> **Assignment**
What lines in the records below mention "HasPrefix"? List them all.

──────

PR #738, opened 2021-12-13
Fix #736

### LINKED ISSUE #736: Some of the inline code annotation stopped working
### Summary 
The code annotations in the format:
```
/* #nosec G306 */
// Avoid nosec "Expect WriteFile permissions to be 0600 or less" error
some code
```
or annotations without justification stopped working

```
// #nosec G306 -- Avoid nosec "Expect WriteFile permissions to be 0600 or less" error
some code
```
works as expected.

run gosec with the following code

```
func main() {
	/* #nosec G306 */
	// Avoid nosec "Expect WriteFile permissions to be 0600 or less" error
	err := ioutil.WriteFile("test", []byte("someData"), 0644)
	if err != nil {}
}
```
### gosec version
Just installed the latest version, 
```
gosec  -version                                                                                                                                                                   
Version: dev
Git tag: 
Build date: 
```

go version go1.16.3 linux/amd64

Linux alexey-VB2 5.4.0-91-generic #102-Ubuntu SMP Fri Nov 5 16:31:28 UTC 2021 x86_64 x86_64 x86_64 GNU/Linux

### Expected behavior
Do not print security warnings

### Actual behavior
Warnings are printed

Yiwei-Ding:
This PR is to fix #736.

### Root cause

Block comments will have an extra whitespace before the comment content that gotten from `group.Text()`. In the following table, `▯` indicates to a whitespace.

|comment|`group.Text()`|
|---|---|
|`// #nosec`|`/* #nosec */`|
|`#nosec`|`▯#nosec`|

In PR #735, `#nosec` or other `noSecAlternativeTag` is treated as a prefix of the annotation. There were not a test case that covered block comments and resulted in #736.

### Solution in this PR

Remove the whitespaces before comments with `strings.Trim()`.

### DIFF
--- a/analyzer.go
+++ b/analyzer.go
@@ -319,16 +319,16 @@ func (gosec *Analyzer) ignore(n ast.Node) map[string]SuppressionInfo {
 		}
 
 		for _, group := range groups {
-
-			foundDefaultTag := strings.HasPrefix(group.Text(), noSecDefaultTag)
-			foundAlternativeTag := strings.HasPrefix(group.Text(), noSecAlternativeTag)
+			comment := strings.TrimSpace(group.Text())
+			foundDefaultTag := strings.HasPrefix(comment, noSecDefaultTag)
+			foundAlternativeTag := strings.HasPrefix(comment, noSecAlternativeTag)
 
 			if foundDefaultTag || foundAlternativeTag {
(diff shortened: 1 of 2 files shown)


ccojocar (approved):
Thanks for fixing so quick the issue!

──────

> **Task result**
-			foundDefaultTag := strings.HasPrefix(group.Text(), noSecDefaultTag)
-			foundAlternativeTag := strings.HasPrefix(group.Text(), noSecAlternativeTag)
+			foundDefaultTag := strings.HasPrefix(comment, noSecDefaultTag)
+			foundAlternativeTag := strings.HasPrefix(comment, noSecAlternativeTag)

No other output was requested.